The Public Service Commission voted March 19 to approve a joint application by Wisconsin Electric, Wisconsin Public Service and Madison Gas & Electric to acquire and construct two utility-scale solar projects — Good Oak and Grist Mill — subject to the conditions discussed in the hearing record.
Commissioner Hawkins (docket 5-CE-159) described the projects: Good Oak (about 98.4 megawatts, roughly $215.7 million excluding AFUDC, located in the town of Lewiston on about 800 acres) and Grist Mill (about 67 megawatts, roughly $144.9 million excluding AFUDC, located in the towns of Columbus and Fountain Prairie on about 400 acres). Hawkins said Webco (the project developer referenced in the record) plans to own 80% of both facilities, with Wisconsin Public Service and Madison Gas & Electric each proposing 10% ownership; he noted conditional use permits were obtained at the local level with no local opposition recorded in the transcript.
Hawkins walked commissioners through the statutory standard under Wis. Stat. §196.49(b) for certificates of authority, explaining the commission may deny certification if a proposed acquisition would substantially impair a utility’s efficiency, provide facilities unreasonably in excess of probable requirements, or add to cost of service without proportional value. Hawkins said staff and applicants submitted environmental assessments and that local siting authority applied because each project falls under the 100 MW threshold.

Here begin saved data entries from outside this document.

PR #3352, opened 2021-11-26
RD-3573 Recalculate all ancestors sub-counts&statuses 

tehasdf:
A single tree-traversing function to recalculate all statuses & counts
for parents of the given deployments.

This uses the `_get_update_tree` query from before, and it is not
yet used itself, but it will be!

### DIFF
--- a/rest-service/manager_rest/resource_manager.py
+++ b/rest-service/manager_rest/resource_manager.py
@@ -63,6 +63,65 @@ from . import workflow_executor
 from . import manager_exceptions
 
 
+class _SubDepSummary(object):
+    """A container for sub-counts and sub-statuses of a deployment.
+
+    This is only to be used by the recalc_ancestors machinery. This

Commissioners discussed modeling issues (accreditation, wind and solar modeling assumptions, solar degradation) and encouraged staff to present clearer balance-sheet-style summaries of load needs, resource availability and the modeling sensitivities in future dockets. They also noted potential future optionality: the projects could accommodate storage additions later as needs evolve.
Commissioner Nieto pointed to comments from construction trades supporting order conditions relating to local workforce provisions; he also caught a drafting issue in order condition language tied to AFUDC: the AFUDC calculation should be based on the stated project capital costs ($215.7M for Good Oak and $144.9M for Grist Mill) rather than the smaller figures that had been drafted. Commissioners agreed to edit the order conditions for plurality and AFUDC language and to include workforce-related conditions 20g–20i in the order.
Commissioner Nieto moved to approve the joint acquisition and construction consistent with the discussion; the motion was seconded and approved by voice vote. The approval applies to the certificate-of-authority decisions for each applicant in each project, with the staff-drafted order conditions to be finalized with the editorial and plurality corrections discussed on the record.